Using the Gemini North telescope in Hawaii, astronomers have captured an image of comet 3I/ATLAS, an interstellar object that was first detected on July 1, 2025, by the Asteroid Terrestrial-impact Last Alert System (ATLAS) for which the comet was named. The letter "I" means "interstellar," and "3" indicates it is only the third object from another star system ever observed.
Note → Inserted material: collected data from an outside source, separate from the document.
PR #4853, opened 2026-08-13
perf: further optimize GLM-5.2 serving

CUHKSZzxy:
Depends on #4827.

## Summary

- Align MoE router GEMM dtype and dispatch: GLM-5.2 keeps FP32 router logits through BF16 cuBLAS, while DeepSeek variants retain model-dtype routing.
- Avoid redundant sparse MLA index recompilation.
- Add opt-in FlashInfer and symmetric-memory all-reduce backends for Ray, with capability checks and NCCL fallback.
- Enable programmatic dependent launch between FP8 quantization and DeepGEMM linear kernels on supported Hopper systems.

## Performance

GLM-5.2 FP8 TP8 on 8×H200 GPUs with FP8 KV cache, MTP5, concurrency 16, and five-turn SWE-Smith:

| Metric | NCCL | Symmetric memory | Change |
| --- | ---: | ---: | ---: |
| Completion throughput | 846.79 tok/s | **906.60 tok/s** | **+7.06%** |
| Steady completion throughput | 1,291.26 tok/s | **1,406.08 tok/s** | **+8.89%** |
| TPOT | 14.88 ms | **13.69 ms** | **-8.00%** |
| Success | 80/80 | 80/80 | unchanged |

Isolated CUDA-graph measurements of the GLM attention projection chain show PDL reducing GPU time by 9.0% at one token and 12.7% at 64 tokens. A full-model serving timeline confirms that the PDL-enabled quantization-to-DeepGEMM chain is active.

## Validation

- Pre-commit checks passed.
- Targeted router GEMM, FP8 GEMM, MLA, and communicator tests passed.
- Both full-model communication variants completed 80/80 SWE-Smith requests.

## Assistance


lmdeploy/pytorch/backends/cuda/communicator.py
```diff
@@ -0,0 +1,76 @@
...
+
+class CudaCommunicator(DeviceCommunicator):
+    """Dispatch optional CUDA collectives with a process-group fallback."""
+
+    def __init__(self, cpu_group: dist.ProcessGroup, device_group: dist.ProcessGroup):
+        super().__init__(device_group=device_group)
+        self._flashinfer = (FlashInferAllReduce(cpu_group)
+                            if _envs.allreduce_use_flashinfer else None)
+        self._symm_mem = (SymmetricMemoryAllReduce(cpu_group)
+                          if _envs.allreduce_use_symm_mem else None)
```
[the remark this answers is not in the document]
CUHKSZzxy: Using cpu_group here is intentional. LMDeploy builds the CPU and GPU TP groups from the same ordered rank set. FlashInfer uses the process group for workspace rendezvous/control-plane setup, while the collective itself runs through its CUDA kernels; vLLM likewise passes get_tp_group().cpu_group when creating the FlashInfer workspace. The NCCL fallback still uses device_group. I also updated the unit test to assert that both optimized backends receive cpu_group, so this contract is covered.

lmdeploy/pytorch/backends/communicator.py
```diff
@@ -0,0 +1,40 @@
+# Copyright (c) OpenMMLab. All rights reserved.
+import torch
+from torch import distributed as dist
+
+
+class DeviceCommunicator:
+    """Device-neutral collective operations for one process group."""
+
+    def __init__(self, device_group: dist.ProcessGroup):
+        self.device_group = device_group
```
grimoire: Does that means every group need a communicator? we might have multiple group when dp > 1

lmdeploy/pytorch/envs.py
```diff
@@ -217,19 +217,25 @@ def _patched_get_env(
...
+    # deepseekv3.2 indexer fusion
+    disable_dsa_indexer_fusion = env_to_bool('LMDEPLOY_DISABLE_DSA_INDEXER_FUSION', False)
+
     # cudagraph
     # fake capture flag for debug cudagraph padding behavior
     fake_capture = env_to_bool('LMDEPLOY_FAKE_CUDA_GRAPH_CAPTURE', False)
     enable_decode_torch_compile = env_to_bool('LMDEPLOY_ENABLE_DECODE_TORCH_COMPILE', False)
 
+    # cuda communicator
+    allreduce_use_flashinfer = env_to_bool('LMDEPLOY_ALLREDUCE_USE_FLASHINFER', False)
```
grimoire: The name is confusion. In backends, they can be enabled at the same time.

lmdeploy/pytorch/backends/cuda/comm/flashinfer_allreduce.py
```diff
@@ -0,0 +1,209 @@
...
+            rms_gamma=weight,
+            rms_eps=eps,
+        )
+        return norm_out.view_as(input), residual_out.view_as(residual)
+
+    def close(self):
+        """Release the group-bound FlashInfer workspace."""
+        if self._workspace is not None:
+            self._workspace.destroy()
+            self._workspace = None
```
grimoire, line 209: do we need to unset _comm?

lmdeploy/pytorch/engine/executor/ray_executor.py
```diff
@@ -11,6 +11,7 @@
 from ray.util.scheduling_strategies import PlacementGroupSchedulingStrategy
 
 from lmdeploy.pytorch import envs as _envs
+from lmdeploy.pytorch.backends.cuda.comm.communicator import should_try_symm_mem
```
grimoire: It is not safe to import it here if the user use non-nv devices.

lmdeploy/pytorch/third_party/deep_gemm/__init__.py
```diff
@@ -9,6 +11,23 @@
...
+    raise
+
+
+def _enable_pdl() -> bool:
+    """Enable DeepGEMM PDL when supported by the runtime and device."""
+    set_pdl = getattr(deep_gemm, 'set_pdl', None)
+    if set_pdl is None or not torch.cuda.is_available() or torch.cuda.get_device_capability()[0] < 9:
+        return False
+    try:
+        set_pdl(True)
```
grimoire, line 23: This is a global flag, right? is it safe when we use moe kernel in deepgemm for ep?

lmdeploy/pytorch/envs.py
CUHKSZzxy: Renamed and asserted to ensure that both cannot be enabled.

lmdeploy/pytorch/backends/cuda/comm/flashinfer_allreduce.py
CUHKSZzxy: _comm is an imported Python module, not a group-owned resource. The workspace owns the relevant resources and is destroyed separately, so _comm does not need to be unset.

lmdeploy/pytorch/third_party/deep_gemm/__init__.py
CUHKSZzxy: Yes, it is process-global. DeepGEMM’s grouped MoE kernels also synchronize via [cudaGridDependencySynchronize()](https://github.com/deepseek-ai/DeepGEMM/blob/88965b078186ee7510ab9fc4f1d5ebc19adfa8d1/deep_gemm/include/deep_gemm/impls/sm90_fp8_gemm_1d2d.cuh#L145-L155), so EP correctness is preserved.

grimoire (approved):
LGTM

The observations will help scientists study the characteristics of this rare object's origin, orbit and composition.
Gemini North is in Hawaii and is one half of the International Gemini Observatory, funded in part by the U.S. National Science Foundation. The imagery reveals the comet's compact coma - a cloud of gas and dust surrounding its icy nucleus.
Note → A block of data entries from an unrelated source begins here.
PR #4856, opened 2026-08-13
refactor: separate request preprocessing from generation

lvhan028:
## Motivation

  `AsyncEngine.generate` currently performs request validation, prompt rendering, tokenization, multimodal preparation, and generation in
  one async generator. API servers therefore cannot observe preprocessing failures until they start iterating the generator, which may
  This PR introduces an explicit preprocessing phase so serving endpoints and Pipeline can validate requests and report failures before
  generation starts. It also standardizes internal error handling while preserving protocol-specific HTTP responses and avoiding
  additional work on the successful API-server path.

  ## Modification

  - Add `AsyncEngine.preprocess` to validate and normalize requests, process prompts and multimodal inputs, enforce context limits, and
  produce a single-use `PreprocessedRequest`.
  - Make `AsyncEngine.generate` consume only a `PreprocessedRequest` and focus on backend execution and output decoding.
  - Update OpenAI Completions, Chat Completions, Responses, Generate, Anthropic Messages, and Pipeline to preprocess requests before
  generation.
  - Preprocess multiple Completion prompts concurrently and prevent generation from starting when any prompt fails preprocessing.
  - Add shared internal `ErrorCode` and `RequestError` mappings with protocol-specific rendering for OpenAI and Anthropic endpoints.
  OpenAI HTTP error codes remain integer HTTP status codes.
  - Reject `max_new_tokens < 1` during preprocessing. Pipeline reports the failure per input instead of returning an empty successful
  result.
  - Preserve request cleanup, cancellation, streaming runtime-error reporting, and session lifecycle behavior.
  - Remove hardcoded Anthropic decoding flags so configured defaults are respected.
  - Add regression coverage for preprocessing, endpoint error timing, protocol error responses, session cleanup, Pipeline batching, and
  Responses streaming failures.

## BC-breaking (Optional)

 Yes.

  Direct callers of `AsyncEngine.generate` must now call `await AsyncEngine.preprocess(...)` first and pass the returned single-use
  `PreprocessedRequest` to `generate`. Raw prompts, sessions, and preprocessing options are no longer accepted by `generate`.

  Requests with `max_new_tokens == 0` are now rejected as invalid requests instead of returning an empty result with
  `finish_reason="length"`. Pipeline reports such failures through a response with `finish_reason="error"`, `error_code`, and
  `error_message`.

  Request validation and preprocessing failures are now returned before generation or HTTP streaming begins. As a result, some error paths
  change from HTTP 422 or an HTTP 200 generation stream to protocol-specific 4xx error responses. Authentication, sleeping-engine, and
  runtime-error payloads are also normalized to their endpoint protocols.

  The successful REST API request and response contracts remain unchanged.

## Checklist


lvhan028:
cc @littlegy

irexyc (approved):

PR #4857, opened 2026-08-14
perf(pytorch): optimize compact blocked FP8 MoE and route preparation

grimoire:
## Motivation

MoE execution has two avoidable overheads:

- route sorting and compact-block preparation require multiple CUDA graph nodes;
- the original blocked FP8 kernel launches a padded grid for every expert, wasting CTAs when routed tokens are sparse or unevenly distributed.

## Changes

- Add a shared Triton route-preparation implementation:
  - use a single CTA on Hopper when both routes and experts are at most 2,048;
  - use a fused scalable parallel path for larger workloads;
  - preserve the existing `_get_sorted_idx` and `_get_sorted_idx_blocks` APIs.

"The sensitivity and scheduling agility of the International Gemini Observatory has provided critical early characterization of this interstellar wanderer," says Martin Still, NSF program director for the International Gemini Observatory. "We look forward to a bounty of new data and insights as this object warms itself on sunlight before continuing its cold, dark journey between the stars."
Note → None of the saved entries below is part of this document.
PR #4862, opened 2026-08-14
refactor(pytorch): redesign CacheEngine around plans and allocations

grimoire:
## Motivation

`CacheEngine` had accumulated several conflicting responsibilities:

- deriving cache tensor shapes and dtypes;
- selecting physical packing and layout;
- allocating storage;
- constructing model-facing cache views;
- moving caches through swap, local copy, and PD migration;
- supporting backend-specific behavior through dlinfer monkey patches.

New cache users—including DSA index caches, DeepSeek V4 compressed caches, and heterogeneous backend layouts—made the old configuration-owned, single-pool design increasingly difficult to extend safely.

This PR redesigns CacheEngine around one worker-local pipeline:

```text
built cache-using operators
        |
        v
BlockCacheRequest[]
        |
        v
BlockCachePlan
        |
        v
backend-selected layout
        |
        v
CacheAllocation
        |
        v
CacheEngine runtime lifecycle
```

The plan used for memory sizing is also used for real CPU and accelerator allocation, so layout selection and memory accounting have one source of truth.

## What changed

Read README.md in `pytorch/engine/cache_engine` for more details.


lmdeploy/pytorch/engine/cache_engine/engine.py
```diff
@@ -0,0 +1,350 @@
...
+        src_idx, dst_idx = list(zip(*src_to_dst.items()))
+        src_idx = torch.tensor(src_idx, device=cache_pairs[0][0].device)
+        dst_idx = torch.tensor(dst_idx, device=cache_pairs[0][1].device)
+        with torch.cuda.stream(self.cache_stream):
+            for scache, dcache, entry_axis in cache_pairs:
+                for idx in range(0, num_copy, BLOCKS_PER_COPY):
+                    sidx = src_idx[idx:idx + BLOCKS_PER_COPY]
+                    didx = dst_idx[idx:idx + BLOCKS_PER_COPY]
+                    sdata = scache.index_select(entry_axis, sidx)
+                    dcache.index_copy_(entry_axis, didx, sdata.to(dcache.device))
```
RunningLeon, line 270: - Swap operations corrupt caches when one logical block contains multiple kernel pages.
indexes allocation pools directly using scheduler-level block IDs. However, allocations contain num_logical_blocks * kernel_blocks_per_logical_block entries. With two pages per logical block, swapping logical block 1 -> 0 copies only physical page 1 -> 0, rather than pages [2,3] -> [0,1]. This silently corrupts swapped sequences.

lmdeploy/pytorch/engine/cache_engine/schema.py
```diff
@@ -0,0 +1,356 @@
...
+class LayerRowMap:
+    """Map global layer ids to compact cache-tensor rows."""
+
+    layer_ids: tuple[int, ...]
+
+    @classmethod
+    def build(cls, cache_name: str, layer_ids: Sequence[int]):
+        normalized_layer_ids = []
+        seen_layer_ids = set()
+        for layer_id in layer_ids:
```
RunningLeon, line 237: should we validate the max layer id by feeding ModelConfig.num_layers?

lmdeploy/pytorch/configurations/deepseek_v4.py
```diff
@@ -91,36 +85,6 @@ def _check_env_v4(device: str = 'cuda'):
         raise ImportError('DeepSeek-V4 requires <tile_kernels> to be installed.')
 
 
-def _finalize_v4_cache_specs(model_config: ModelConfig, block_size: int):
-    normalized_block_size = V4_BLOCK_SIZE
```
CUHKSZzxy, line 95: Could we also synchronize `model_config.block_size` with this normalized value? The V4 DeepGEMM warmup still reads `model_config.block_size`; leaving it at the default 64 makes the warmup reject 16 entries per block and skip compilation.

lmdeploy/pytorch/engine/cache_engine/schema.py
grimoire: Modeling should be responsable for their own num layers check.

lvhan028 (approved):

Ranging from tens of meters to a few kilometers in size, interstellar objects are pieces of cosmic debris left over from the formation of their host star's planetary systems. As these remnants orbit their star, the gravity of nearby larger planets and passing nearby stars can launch them out of their home systems and into interstellar space, where they can cross paths with other solar systems, including ours.
These visitors from faraway regions of the cosmos are valuable objects to study since they offer a tangible connection to other star systems. They carry information about the chemical elements that were present when and where they formed, which gives scientists insight into how planetary systems form at distant stars throughout our galaxy's history, including stars that have since died out.
Although 3I/ATLAS is only the third interstellar object ever discovered, the NSF-DOE Vera C. Rubin Observatory, jointly funded by NSF and the U.S. Department of Energy's Office of Science, is expected to capture millions of objects moving throughout our solar system when it begins operations later this year. By repeatedly scanning the entire southern hemisphere sky every few nights, NSF-DOE Rubin will capture an unpredictable number of never-before-seen interstellar objects.